In other words, you can use security rules to enforce that a certain field
contains a list or a map, but you can not enforce that a field contains a list
of all integers or all strings.
Similarly, you can use security rules to enforce type values for specific entries in a list or a map (using brakets notation or key names respectively), but there is no shortcut to enforce the data types of all members in a map or a list at once.

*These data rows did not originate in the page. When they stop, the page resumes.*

PR #787, opened 2022-06-04
NLogRequestPostedBodyMiddleware - Only accept AllowContentTypes

snakefoot:


bakgerman:
Should we also add 'application/soap+xml' to allow content type list, or will the charset entry already allow this?  Many time the content type for SOAP is 'application/soap+xml; charset=utf-8'.

snakefoot:
> Should we also add 'application/soap+xml' to allow content type list, or will the charset entry already allow this? Many time the content type for SOAP is 'application/soap+xml; charset=utf-8'.

That should be covered by `application/`-prefix + `xml`-suffix. But yes any ContentType that contains `charset` will also pass the filter (expects charset means text that has been encoded).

For example, the following rules ensure that a tags
field in a document
contains a list and that the first entry is a string. It also ensures that
the product
field contains a map that in turn contains a product name that
is a string and a quantity that is an integer.
service cloud.firestore {
match /databases/{database}/documents {
match /orders/{orderId} {
allow create: if request.resource.data.tags is list &&
request.resource.data.tags[0] is string &&
request.resource.data.product is map &&
request.resource.data.product.name is string &&
request.resource.data.product.quantity is int
}
}
}
}
Field types need to be enforced when both creating and updating a document. Therefore, you might want to consider creating a helper function that you can call in both the create and update sections of your security rules.
service cloud.firestore {
match /databases/{database}/documents {
function reviewFieldsAreValidTypes(docData) {
return docData.score is int &&
docData.headline is string &&
docData.content is string &&
docData.author_name is string &&
docData.review_date is timestamp;
}
match /restaurant/{restId} {
// Restaurant rules go here...
match /review/{reviewId} {
allow create: if reviewFieldsAreValidTypes(request.resource.data) &&
// Other rules may go here
allow update: if reviewFieldsAreValidTypes(request.resource.data) &&
// Other rules may go here
}
}
}
}
Enforcing types for optional fields
It's important to remember that calling request.resource.data.foo
on a
document where foo
doesn't exist results in an error, and therefore any
security rule making that call will deny the request. You can handle this
situation by using the get
method on request.resource.data
. The get
method allows you to provide a
default argument for the field you're retrieving from a map if that field
doesn't exist.
For example, if review documents also contain an optional photo_url
field
and an optional tags
field that you want to verify are strings and lists
respectively, you can accomplish this by rewriting the
reviewFieldsAreValidTypes
function to something like the following:
function reviewFieldsAreValidTypes(docData) {
return docData.score is int &&
docData.headline is string &&
docData.content is string &&
docData.author_name is string &&
docData.review_date is timestamp &&
docData.get('photo_url', '') is string &&
docData.get('tags', []) is list;
}
This rejects documents where tags
exists, but isn't a list, while still
permitting documents that don't contain a tags
(or photo_url
) field.
Partial writes are never allowed
One final note about Firestore Security Rules is that they either allow the client to make a change to a document, or they reject the entire edit. You cannot create security rules that accept writes to some fields in your document while rejecting others in the same operation.